Pump Seal Level “C” Analysis Example
In this example, a mechanic is attempting to perform a Level “C” analysis on a centrifugal pump seal that has failed several times. The mechanic removes the most recently failed seal and inspects its components, discovering that the silicon carbide carbon face has signs of heat checking – the formation of surface cracks.
So, the mechanic begins asking “why”.
- Why has heat checking occurred? Because of a lack of seal flush.
- Why? Because there was a plugged seal flush strainer.
- Why? Because a large quantity of debris was found to be blocking off strainer flow.
- Why? Because a recent thermal excursion shocked the upstream piping causing large amounts of pipe scale to be released, and the strainer was not sized to hold this large amount of scale. This is the root cause.
Final recommendation: Since process upsets will continue to occur occasionally, the mechanic recommends installing duplex strainers with larger capacities for solids along with a differential pressure alarm that signals a plugging issue.
Once this Level “C” report is added to the pump’s repair history, it will add to the entire equipment’s story. With this, the next investigator will know what was found upon disassembly and inspection and what was recommended the last time the pump failed. If the recommendations were implemented, the next investigator could determine the effectiveness of those improvements.
Database example for tracking equipment failures.

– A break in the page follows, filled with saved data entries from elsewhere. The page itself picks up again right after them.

PR #42, opened 2017-04-06
Feat/breadcrumbs

mpisacic:
Breadcrumbs component redesigned with changed props and behaviour.


src/components/Breadcrumbs/Breadcrumbs.tsx
```diff
@@ -1,185 +1,138 @@
...
+        const paths = this.state.currentPath.map((item, index) => {
+                const iconName = item.selected ? 'icon-arrow_down_right' : 'icon-arrow_right';
+                return (
+                    <li className={'breadcrumbs-list-item'} key={index} >
+                        <Dropdown
+                            ref={this.setDropdownReference}
+                            dropdownType={DropdownType.customDropdown} 
+                            icon={iconName} 
+                            onClosed={() => this.closeMenu(item)} 
+                            onOpenedClick={(willOpen) => this.openMenu(item, willOpen)}
```
hbagarich: Do the breadcrumb component needs to track this?

src/components/Dropdown/Dropdown.Props.ts
```diff
@@ -20,6 +20,7 @@ export interface IDropdownProps {
   calloutClassName ?: string;
   layerClassName ?: string;
   onClosed?: () => void;
+  onOpenedClick?: (opened?: boolean) => void;
```
hbagarich: Is this event needed?

src/components/Breadcrumbs/Breadcrumbs.tsx
mpisacic: Yes, for displaying menu.

src/components/Dropdown/Dropdown.Props.ts
mpisacic: It is needed by breadcrumbs component, maybe in some other use cases.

Benefits of First Line Level “C” RCFAs
It is recommended that Level “C” RCFAs be conducted by plant craftsmen on all machinery failures. In a short period of time, valuable data can be gathered that can be used to correct hidden issues in the plant. Benefits of utilizing a Level “C” collection program include:
- Having a more detailed record of machine failures.
- Mechanics will:
- Learn about reliability engineering, such as cause and effect thinking and criticality thinking.
- Feel like they are part of the reliability effort.
- Improve their troubleshooting skills
- Learn more about the equipment, systems, and processes.
- Uncover previously unknown root causes and make recommendations based on actual failure data.
- Gain the satisfaction of solving plant problems.
Final Considerations
Before starting a Level “C” RCFA program, there are some final points of advice to consider.
- Simplify the Level “C” reporting process by either using developing paper forms with checklists or computer-based forms with pull-down selection for failure codes. Talk to your mechanics about the options to help identify a system that works best for the company goals as well as the employees who will be using it frequently.
- Provide basic RCFA training to help mechanics become comfortable with the process.
- Provide any special training required for the mechanics to understand the cause-and-effect relationships pertinent to their machines. For example, they should know that when the discharge of a centrifugal pump is restricted, the discharge pressure rises.
- Demand consistency. Every report must contain what was found, the most likely root cause, and their recommendations.
- Monitor the Level “C” reports to ensure quality.
- Provide feedback to mechanics so they know their information is being reviewed and used.